Organizing your home office can seem impossible. I know. If you’re on my email list, you know I used to have a HUGE PROBLEM with it, and that I was a certified Office Supply Hoarder.
The thing about home offices is, they’re often hidden behind closed doors. And since they aren’t part of the main living space, it’s easy to ignore them. No one has to sleep there. No one’s getting dressed in the office or taking showers in there. No one is preparing meals in the home office. And if you need to do some work, well, sometimes it’s just easier to grab your laptop and escape to your living room couch.
I was gonna write, “AmIright?”
But yeah, I’m right. I know I’m right because that was my home-office-life for forever. Until we made some huge changes.
The first change was this – when we were expecting our baby boy, we “sacrificed” our home office to create a bedroom for him. (Which might be kind of silly, since he barely used it at all before we moved.) This meant we really took a hard look at everything that was in the room and determined whether we needed it or whether it was excess. Most of it was excess… Decluttering so much really set us up for the second change.

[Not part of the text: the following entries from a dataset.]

PR #41254, opened 2025-09-23
FF144 CSSStyleProperties docs

hamishwillee:
FF144 (and Safari) implement `CSSStyleProperties`. This is a derived class of `CSSStyleDeclaration` that represents the inline or computed styles on an element. It exists because  `CSSStyleDeclaration` is now going to be a base class from which specific types of style and rule information will be applied, and only include the relevant information for that context.

Anyway, this adds the new class and fixes up all the places that return it. It also updates  `CSSStyleDeclaration`  to note that this is now a base class but didn't used to be.

There is quite a lot of duplication. Mostly because there was before I started too. I wasn't sure how much to include in say `HTMLElement.style` and how much to have in the `CSSStyleProperties` as common. Generally I have kept about the same level in each doc as originally.

Related docs work can be tracked in #41133


files/en-us/web/api/cssstyleproperties/index.md
```diff
@@ -0,0 +1,169 @@
...
+```js
+function getPopulatedProperties(styleProperties) {
+  const camelProps = Object.getOwnPropertyNames(
+    Object.getPrototypeOf(styleProperties),
+  ).filter((prop) => prop !== "constructor" && styleProperties[prop] !== "");
+
+  for (const prop of camelProps) {
+    try {
+      log(`${prop} = ${styleProperties[prop]}`);
+    } catch {// error}
```
saschanaz: Syntax error:

```suggestion
    } catch {/* error */}
```

But enumerating computed properties freezes the demo for a few seconds...

files/en-us/web/api/cssstyleproperties/index.md
```diff
@@ -0,0 +1,169 @@
...
+  clearLog();
+});
+```
+
+#### JavaScript
+
+The code first defines the function we're going to use to get the style properties of our element "elt".
+This uses [`Object.prototype.getOwnPropertyNames()`](/en-US/docs/Web/JavaScript/Reference/Global_Objects/Object/getOwnPropertyNames) to get all properties defined on the object and then filters those that have a value of `""` or are named "constructor".
+
+Note that we need to use `getOwnPropertyNames()` rather than {{domxref("CSSStyleDeclaration.getPropertyValue()")}} because we want to also list the camel case properties, which are non-enumerable.
```
saschanaz: But camel case properties would have the same values, why would the caller want to get the same values multiple times?

files/en-us/web/api/cssstyleproperties/cssfloat/index.md
```diff
@@ -0,0 +1,47 @@
...
+title: "CSSStyleProperties: cssFloat property"
+short-title: cssFloat
+slug: Web/API/CSSStyleProperties/cssFloat
+page-type: web-api-instance-property
+browser-compat: api.CSSStyleProperties.cssFloat
+---
+
+{{APIRef("CSSOM")}}
+
+The **`cssFloat`** property of the {{domxref("CSSStyleProperties")}} interface returns the result of invoking {{DOMxRef("CSSStyleDeclaration.getPropertyValue()","getPropertyValue()")}} on the object with `float` as an argument.
```
saschanaz: Which, as a result, gets the value of the CSS `float` property. Maybe that's easier to understand 👀 (Calling `getPropertyValue("float")` is more of a detail, IMO)

files/en-us/web/api/cssstyleproperties/index.md
hamishwillee: They wouldn't - it was mostly to show that you can. Perhaps we should just list the `getPropertyValue()`?

saschanaz: Perhaps something like this would be more interesting in case of `.style`:

```js
// Iterates only the assigned properties
for (const property of element.style) {
    // needs to use getPropertyValue in case `property` is a custom property
    console.log(property, element.style.getPropertyValue(property))
}
```

I don't find it very interesting to iterate over the result of getComputedStyle because it will iterate every single existing CSS property, but could be interesting as a way to see how many CSS properties exist?

files/en-us/web/api/cssstyleproperties/cssfloat/index.md
```diff
@@ -0,0 +1,47 @@
+---
+title: "CSSStyleProperties: cssFloat property"
```
saschanaz, line 2: BTW, we already have CSSStyleDeclaration.cssFloat doc, should we just move that to this new directory?

hamishwillee: No, because `CSSStyleDeclaration.cssFloat` is a different property - it was added in different versions to a different interface. Doing it this way makes it possible for users to track the movement of the property and where it is present and not present in various types.

saschanaz: In that case CSSStyleDeclaration.cssFloat should be marked as removed and the page should be eventually removed too.

saschanaz: (the current table there looks wrong too, it exists in Firefox..)

files/en-us/web/api/cssstyleproperties/index.md
hamishwillee: Yeah, I modified it a bit like this. Essentially the same example as before but using `getPropertyValue` to get the enumerated styles on an element (of each type). It's faster now we're not including the camelcase versions.

files/en-us/web/api/cssstyleproperties/cssfloat/index.md
hamishwillee: Correct. I have got a pending BCD update for updates which includes remove of  `CSSStyleDeclaration.cssFloat` (see https://github.com/mdn/browser-compat-data/pull/27975)

> (the current table there looks wrong too, it exists in Firefox..)

That is marked like this
```

            "firefox": {
              "version_added": "1",
              "version_removed": "17"
            },
```

Can you tell me the "right" informaiton.

Note that this won't disappear until chrome migrates AND no one has used it for 2 years.

files/en-us/web/api/cssstyledeclaration/index.md
```diff
@@ -7,20 +7,27 @@ browser-compat: api.CSSStyleDeclaration
...
+- {{domxref("CSSPageDescriptors")}} — Styles for CSS at-rules.
 
-- Via {{DOMxRef("HTMLElement.style")}}, which deals with the inline styles of a single element (e.g., `<div style="…">`).
-- Via the {{DOMxRef("CSSStyleSheet")}} API. For example, `document.styleSheets[0].cssRules[0].style` returns a `CSSStyleDeclaration` object on the first CSS rule in the document's first stylesheet.
-- Via {{DOMxRef("Window.getComputedStyle()")}}, which exposes the `CSSStyleDeclaration` object as a **read-only** interface.
+The interface exposes style information and various style-related methods and properties.
+For example, it provides {{DOMxRef("CSSStyleDeclaration/getPropertyValue","getPropertyValue()" )}} for getting the value of a dash-named CSS property, such as `border-top`, which can't be directly accesses using dot notation because of the hyphens in its name.
+
+> ![!NOTE]
```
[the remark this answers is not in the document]
hamishwillee:
```suggestion
> [!NOTE]
```

files/en-us/web/api/cssstyleproperties/cssfloat/index.md
hamishwillee: Thanks. Doing this.


```suggestion
The **`cssFloat`** property of the {{domxref("CSSStyleProperties")}} interface returns CSS `float` property.

This is the result of invoking {{DOMxRef("CSSStyleDeclaration.getPropertyValue()","getPropertyValue()")}} on the object with `float` as an argument.
```

files/en-us/web/api/window/getcomputedstyle/index.md
```diff
@@ -27,45 +22,54 @@ getComputedStyle(element, pseudoElt)
...
+
+However, the two objects have different purposes:
+
+- The object from `getComputedStyle()` is read-only, and should be used to inspect the element's style — including those set by a `<style>` element or an external stylesheet.
+- The `element.style` object can be used to **set** styles on that element, or inspect styles directly added to it from JavaScript manipulation or the global `style` attribute.
+
+Note that:
+
+- The returned {{DOMxRef("CSSStyleProperties")}} object contains active values for CSS property _longhand_ names as well as shorthand names.
+  For example, the returned object contains entries for {{cssxref("border-bottom-width")}} in addition to the {{cssxref("border-width")}} and {{cssxref("border")}} [shorthand property names](/en-US/docs/Web/CSS/CSS_cascade/Shorthand_properties).
```
hamishwillee: @saschanaz Thanks for all your help on this. Its now "first draft" meaning I have touched every document I expect to, but might still move some things around. 

IN particular, this document had lots of information about `CSSStyleDeclaration` which wasn't in the other ones, but might apply to all. 

I tested for computed and inline styles and if you enumerate the properties you get all longhand properties only - not shorhand. However if you do `getPropertyValue` on a shorthand property then you will get a result. Is that expected? How would you describe that/why aren't they enumerated?

files/en-us/web/api/window/getcomputedstyle/index.md
```diff
@@ -27,45 +22,54 @@ getComputedStyle(element, pseudoElt)
...
+- During [CSS transitions](/en-US/docs/Web/CSS/CSS_transitions), `getComputedStyle()` returns the original property value in Firefox, but the final property value in WebKit.
```
hamishwillee: This is compatibility information. It should be in the browser compatibility data unless it is so out of date as to be irrelevant.
1. Which of these two things original/final is expected by the spec?
2. Do we know the versions that this affects?

hamishwillee: Or is it no longer relevant?

files/en-us/web/api/window/getcomputedstyle/index.md
```diff
@@ -27,45 +22,54 @@ getComputedStyle(element, pseudoElt)
...
+- In Firefox, properties with the value `auto` return the used value, not the value `auto`.
```
hamishwillee: This is compatibility information. It should be in the browser compatibility data unless it is so out of date as to be irrelevant.
1. So this is incorrect behaviour. Is it still true? If so, what version did it come in. If not, which versions was it true for.

files/en-us/web/api/window/getcomputedstyle/index.md
```diff
@@ -27,45 +22,54 @@ getComputedStyle(element, pseudoElt)
...
+  So if you apply `top:auto` and `bottom:0` on an element with `height:30px` and a containing block of `height:100px`, Firefox's computed style for `top` returns `70px`, as 100 − 30 = 70.
+- For compatibility reasons, serialized color values are expressed as [`rgb()`](/en-US/docs/Web/CSS/color_value/rgb) colors if the alpha channel value is exactly `1`, and `rgba()` colors otherwise.
+  In both cases, legacy syntax is used, with commas as separators (for example `rgb(255, 0, 0)`).
```
hamishwillee: Same compat questions for this. I'm really asking if we can delete this text, and if so, what notes we might add in BCD to capture it. Also if all of this is true of the `CSSStyleProperties` returned by all interfaces, or JUST for the computed styles?

files/en-us/web/api/cssstylerule/style/index.md
```diff
@@ -8,40 +8,40 @@ browser-compat: api.CSSStyleRule.style
...
+A {{domxref("CSSStyleProperties")}}.
 
-- computed flag
-  - : Unset.
-- declarations
-  - : The declared declarations in the rule, in the order they were specified, shorthand properties expanded to longhands.
-- parent CSS rule
-  - : The context object, which is an alias for [`this`](https://heycam.github.io/webidl/#this).
-- owner node
-  - : Null.
```
hamishwillee, line 24: FYI, none of this is relevant to third parties. I have captured it as "inline".

This is effectively identical to the element.style right? My understanding is that the shorthand is expanded for inline styles but NOT for computed styles, so I should probably copy that information here right. I do wonder if perhaps I should put it in `CSSStyleProperties` "for inline styles shorthand is expanded but not for computed styles" or whatever.

files/en-us/web/api/cssstyledeclaration/index.md
```diff
@@ -7,20 +7,27 @@ browser-compat: api.CSSStyleDeclaration
 
 {{APIRef("CSSOM")}}
 
-The **`CSSStyleDeclaration`** interface represents an object that is a CSS declaration block, and exposes style information and various style-related methods and properties.
+The **`CSSStyleDeclaration`** interface is the base class for objects that represent CSS declaration blocks with different supported sets of CSS style information:
```
hamishwillee, line 10: Updated to reflect this is now a base class. Does it make sense (entirely?)

I was trying to capture that this is now a base class, that it might still be returned on some browsers, but that your code doesn't need to change - the result of this would be similar - just the older browser would return an object with some spurious properties in some contexts.

hamishwillee (commented):
@saschanaz I think this is ready for another look "in total" since I have touched all files now.
Does it make sense? Is there common information that should go in `CSSStyleProperties`? Or is it "about right"?

The whole change affected more APIs than I expected at first!

files/en-us/web/api/cssstyleproperties/cssfloat/index.md
saschanaz: version_removed should be the same version when CSSStyleProperties.cssFloat is added.

files/en-us/web/api/window/getcomputedstyle/index.md
saschanaz: This is getting out of my expertise, but per my spec reading, setProperty [only sets the longhand values](https://drafts.csswg.org/cssom/#dom-cssstyledeclaration-setproperty) and then getPropertyValue [computes the value from longhand values](https://drafts.csswg.org/cssom/#dom-cssstyledeclaration-getpropertyvalue). Thus the shorthands are never set directly as CSS declaration.

cc @emilio or @dshin-moz who know better than me.

files/en-us/web/api/window/getcomputedstyle/index.md
saschanaz: TBH I have zero idea. Delegating to Emilio or David.

files/en-us/web/api/window/getcomputedstyle/index.md
emilio: Yes, that's expected. Enumeration is over longhands (as otherwise you enumerate over the same property multiple times). When you query or set a shorthand, it does get synthesized from the longhands or expanded to them, respectively. The CSSOM spec should be pretty clear about how that happens.

files/en-us/web/api/window/getcomputedstyle/index.md
emilio: I think it's pretty interoperable now. Transitions return the interpolating value everywhere iirc?

files/en-us/web/api/window/getcomputedstyle/index.md
saschanaz: Huh. I get the opposite, when setting `margin: auto` and doing `getComputedStyle(document.body).margin`:

* Blink gives `0px`
* Gecko gives `auto`.

emilio: This is only true for some properties, and should happen across browsers. Maybe it should read:

 * Some properties will not return the computed but the used style, see https://drafts.csswg.org/cssom/#resolved-values.

Or something like that.

files/en-us/web/api/window/getcomputedstyle/index.md
emilio: I think this is true for most used colors if they use rgb or so, but not if they use the newer color() function.

saschanaz: That's described in the spec: https://drafts.csswg.org/css-color/#serializing-alpha-values, but only applies to (traditional) sRGB color. In 2025 there are a bunch of other color syntax that are not traditional sRGB - lab()/lch()/oklab()/oklch()/color().

(Edit: `color(srgb 0 0 0)` would not be serialized to rgb() as color() is treated separately)

files/en-us/web/api/cssstylerule/style/index.md
saschanaz: > FYI, none of this is relevant to third parties. I have captured it as "inline".

It is in the spec: https://drafts.csswg.org/cssom/#the-cssstylerule-interface

But also not sure it's worth in MDN. Probably not?

>My understanding is that the shorthand is expanded for inline styles but NOT for computed styles

AFAICT it's all expanded, `getComputedStyle(document.body).borderLeftWidth` is `1px` if you set `border: 1px solid black`.

files/en-us/web/api/window/getcomputedstyle/index.md
hamishwillee: Thanks. I've removed this point, but linked to https://developer.mozilla.org/en-US/docs/Web/CSS/CSS_cascade/Value_processing#resolved_value elsewhere.

files/en-us/web/api/cssstylerule/style/index.md
hamishwillee: > But also not sure it's worth in MDN. Probably not?

MDN documents a human readable and website developer-centric version of the spec. Those flags are in the spec, but they aren't in the IDL or visible to web developers directly. So we don't document them like this, but instead comment on their effects. In this case, that the object is readonly and inline. 

   Upshot, no, I don't think we should capture them directly, but if the owner node and parent CSS rule had website developer direct impact, we'd capture those effects.

> AFAICT it's all expanded, getComputedStyle(document.body).borderLeftWidth is 1px if you set border: 1px solid black.

Thanks. Of course you're right. Everything expanded everywhere.

files/en-us/web/api/window/getcomputedstyle/index.md
hamishwillee: OK, I'm going to delete this then on the assumption that we document the spec. IFF you know the versions at which we became compliant they should go in the compatibility data, but I don't plan try hunt that down for this job.

Note, I did add a comment above in the text though

> The distinction that the object contains [resolved values](/en-US/docs/Web/CSS/CSS_cascade/Value_processing#resolved_value) is important.
For most properties, in particular those that depend on layout such as `display`, `font-size`, or `line-height`, the resolved value is the computed value.
For properties that do depend on layout, the used value may differ slightly from the computed value, and this is what is returned as the resolved value.
_For an animating property value it will be the computed value at the current point in the animation._

files/en-us/web/api/window/getcomputedstyle/index.md
hamishwillee: Thanks, I have tried to capture this in a new section above

```
### Color values

For compatibility reasons, serialized color values s...
```

If it is not quite right, then can you suggest an improvement?

I think this `getComputedStyle()` is now good.

bsmth:
How's this looking @hamishwillee - are you still waiting on review from @saschanaz?

hamishwillee:
@bsmth This is ready for your review. @saschanaz May wish to comment further, but has been of great help and I think his issues are addressed.

files/en-us/web/api/cssstyledeclaration/index.md
```diff
@@ -7,20 +7,27 @@ browser-compat: api.CSSStyleDeclaration
...
+- {{domxref("CSSPageDescriptors")}} — Styles for CSS at-rules.
 
-- Via {{DOMxRef("HTMLElement.style")}}, which deals with the inline styles of a single element (e.g., `<div style="…">`).
-- Via the {{DOMxRef("CSSStyleSheet")}} API. For example, `document.styleSheets[0].cssRules[0].style` returns a `CSSStyleDeclaration` object on the first CSS rule in the document's first stylesheet.
-- Via {{DOMxRef("Window.getComputedStyle()")}}, which exposes the `CSSStyleDeclaration` object as a **read-only** interface.
+The interface exposes style information and various style-related methods and properties.
+For example, it provides {{DOMxRef("CSSStyleDeclaration/getPropertyValue","getPropertyValue()" )}} for getting the value of a dash-named CSS property, such as `border-top`, which can't be directly accesses using dot notation because of the hyphens in its name.
```
bsmth:
```suggestion
For example, it provides {{DOMxRef("CSSStyleDeclaration/getPropertyValue","getPropertyValue()" )}} for getting the value of a dash-named CSS property, such as `border-top`, which can't be directly accessed using dot notation because of the hyphens in its name.
```

files/en-us/web/api/cssstyleproperties/index.md
```diff
@@ -0,0 +1,239 @@
...
+```js
+log("\nChange color to green and log borderTop");
+elementStyle.borderTopColor = "green";
+log(`"borderTop" = '${elementStyle.borderTop}'`);
+```
+
+#### Results
+
+The results are shown below.
+Note how changing the longhande property is reflected in the corresponding shorthand property.
```
bsmth:
```suggestion
Note how changing the longhand property is reflected in the corresponding shorthand property.
```

files/en-us/web/api/cssstyleproperties/index.md
```diff
@@ -0,0 +1,239 @@
...
+const reload = document.querySelector("#reset");
+
+reload.addEventListener("click", () => {
+  clearLog();
+});
+```
+
+#### JavaScript
+
+The code first defines the function we're going to use to enumerate the properties of our element `elt`.
```
bsmth:
```suggestion
The code first defines the function we're going to use to enumerate the properties of our element with the `elt` ID.
```

files/en-us/web/api/cssstylerule/style/index.md
```diff
@@ -8,40 +8,40 @@ browser-compat: api.CSSStyleRule.style
 
 {{ APIRef("CSSOM") }}
 
-The read-only **`style`** property is the {{ domxref("CSSStyleDeclaration") }} interface for the declaration block of the {{ DOMXref("CSSStyleRule") }}.
+The read-only **`style`** property is a {{domxref("CSSStyleProperties")}} object represents the inline styles of a style rule ({{DOMXref("CSSStyleRule")}}).
```
bsmth:
```suggestion
The read-only **`style`** property is a {{domxref("CSSStyleProperties")}} object that represents the inline styles of a style rule ({{DOMXref("CSSStyleRule")}}).
```

files/en-us/web/api/window/getcomputedstyle/index.md
```diff
@@ -27,45 +22,63 @@ getComputedStyle(element, pseudoElt)
...
+
+The method returns a live read-only {{DOMxRef("CSSStyleProperties")}} object containing the [resolved values](/en-US/docs/Web/CSS/CSS_cascade/Value_processing#resolved_value) of all CSS properties of an element, after applying active stylesheets and resolving any computation those values may contain.
+
+The returned object can be used to inspect the element's styles — including those set inline, using a `<style>` element, or via an external stylesheet.
+Since the object read-only you can't use it to set the styles of an element.
+However because it is "live", if you update the element styles using another API (such as {{domxref("HTMLElement.style")}}), the returned object will be updated with the corresponding resolved value.
+
+The distinction that the object contains [resolved values](/en-US/docs/Web/CSS/CSS_cascade/Value_processing#resolved_value) is important.
+For most properties, in particular those that depend on layout such as `display`, `font-size`, or `line-height`, the resolved value is the computed value.
+For properties that do depend on layout, the used value may differ slightly from the computed value, and this is what is returned as the resolved value.
```
bsmth: Could you check?

```suggestion
For properties that do not depend on layout, the used value may differ slightly from the computed value, and this is what is returned as the resolved value.
```

files/en-us/web/api/window/getcomputedstyle/index.md
```diff
@@ -27,45 +22,63 @@ getComputedStyle(element, pseudoElt)
...
+For an animating property value it will be the computed value at the current point in the animation.
```
bsmth:
```suggestion
For an animating property value, it will be the computed value at the current point in the animation.
```

files/en-us/web/api/cssstyledeclaration/index.md
```diff
@@ -7,20 +7,27 @@ browser-compat: api.CSSStyleDeclaration
...
+
+> [!NOTE]
+> Earlier versions of the specification used `CSSStyleDeclaration` to represent all CSS declaration blocks, and some browsers and browser versions may still do so (check the browser compatibility tables for the above APIs).
+> Generally the same website code will "work" in both old and new versions, but some of the properties returned in a `CSSStyleDeclaration` may not be relevant in a particular context.
```
bsmth:
```suggestion
> Generally the same website code will be functional in both old and new versions, but some properties returned in a `CSSStyleDeclaration` may not be relevant in a particular context.
```

files/en-us/web/api/cssstyledeclaration/index.md
```diff
@@ -7,20 +7,27 @@ browser-compat: api.CSSStyleDeclaration
 
 {{APIRef("CSSOM")}}
 
-The **`CSSStyleDeclaration`** interface represents an object that is a CSS declaration block, and exposes style information and various style-related methods and properties.
+The **`CSSStyleDeclaration`** interface is the base class for objects that represent CSS declaration blocks with different supported sets of CSS style information:
 
-A `CSSStyleDeclaration` object can be exposed using three different APIs:
+- {{domxref("CSSStyleProperties")}} — CSS styles declared in stylesheet ({{domxref("CSSStyleRule.style")}}), inline styles for an element such as {{DOMxRef("HTMLElement/style","HTMLElement")}}, {{domxref("SVGElement/style","SVGElement")}}, and {{domxref("MathMLElement/style","MathMLElement")}}, or the computed style for an element returned by {{DOMxRef("Window.getComputedStyle()")}}.
+- {{domxref("CSSPageDescriptors")}} — Styles for CSS at-rules.
```
bsmth:
```suggestion
- {{domxref("CSSPageDescriptors")}} — Styles for CSS [at-rules](/en-US/docs/Web/CSS/CSS_syntax/At-rule).
```

files/en-us/web/api/cssstyleproperties/cssfloat/index.md
```diff
@@ -0,0 +1,49 @@
...
+short-title: cssFloat
+slug: Web/API/CSSStyleProperties/cssFloat
+page-type: web-api-instance-property
+browser-compat: api.CSSStyleProperties.cssFloat
+---
+
+{{APIRef("CSSOM")}}
+
+The **`cssFloat`** property of the {{domxref("CSSStyleProperties")}} interface returns CSS `float` property.
```
bsmth: "the" here? Also maybe link this one instead of the later one on L16?
```suggestion
The **`cssFloat`** property of the {{domxref("CSSStyleProperties")}} interface returns the CSS {{cssxref("float")}} property.
```

files/en-us/web/api/cssstyleproperties/index.md
```diff
@@ -0,0 +1,239 @@
...
+The HTML defines a {{htmlelement("div")}} with a number of styles set, nested within another that sets the `font-weight`.
+There are also buttons to get the inline styles and computed styles for the element (and hidden code for a reset button and logging).
+
+```html
+<div style="font-weight: bold;">
+  <div style="border-top: 1px solid blue; color: red;" id="elt">
+    An example div
+  </div>
+</div>
+<button id="inline_style" type="button">Inline Style</button>
```
bsmth: Not seeing much use for the buttons in this example or have I missed something?

bsmth (approved):
Thanks, Hamish! I've applied some obvious fixes, but will leave other suggestions for you to check first. Looking good otherwise, so a +1 for when you're ready 👍🏻

files/en-us/web/api/window/getcomputedstyle/index.md
hamishwillee: What I had is correct, but I am going to tidy slightly. 

```suggestion
For properties that depend on layout, the used value may differ slightly from the computed value, and this is what is returned as the resolved value.
```

From https://developer.mozilla.org/en-US/docs/Web/CSS/CSS_cascade/Value_processing#resolved_value :

> The used value is the property's value after all calculations have been performed on the [computed value](https://developer.mozilla.org/en-US/docs/Web/CSS/CSS_cascade/Value_processing#computed_value) and it has been refined with layout-specific details (e.g., percentages resolved to actual pixel values).

So used value depends on layout, and this may differ from the computed value. It is also mentioned in the spec.

files/en-us/web/api/cssstyleproperties/index.md
hamishwillee: No, this was rubbish. I have rewritten it. Thank you.

hamishwillee:
Thanks so much for the review @bsmth - in particular for catching that example, which I have fixed up. Happy enough with it to merge.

The second change? We moved to a house in Maryland for 2014, and decided to use a little nook of the main living space as our office, rather than putting it behind closed doors. (This way, our kids also got to have a playroom!)
For the first time, our home office space was really, truly, honestly out in the open. There was no escaping our messes if we made them. There was no “toss it in and close the door” mentality when it came to things we needed to do later.
In fact, as you can see in the picture below, our home office space was literally the first thing someone would see upon entering through our front door.
We needed it to be neat. Organized. Tidy. And of course, usable.
Here’s what we did to organize our home office.
- Declutter. Significantly. We (I) went through ALL of our office supplies, and only kept the things we actually enjoy using. Extra supplies and refills (tape, staples, etc.) all needed to fit into one shoebox-sized storage box.
- Make personal kits. Since we each prefer to use different types of products (paper clips for him vs. binder clips for me, for example), I made a little “kit” for each of us. In the dresser in our office area, we each had two personal drawers, which held our office “kits” as well as whatever else we needed in the area. His had a lot of work-specific things, and mine housed things related to my blog, my stationery, and so on.
- Share. The top drawer of our office dresser was for shared tools and supplies. Our tape dispenser, stapler, scissors, hole punches, envelopes, and postage stamps went here, along with the small box of extras and refills.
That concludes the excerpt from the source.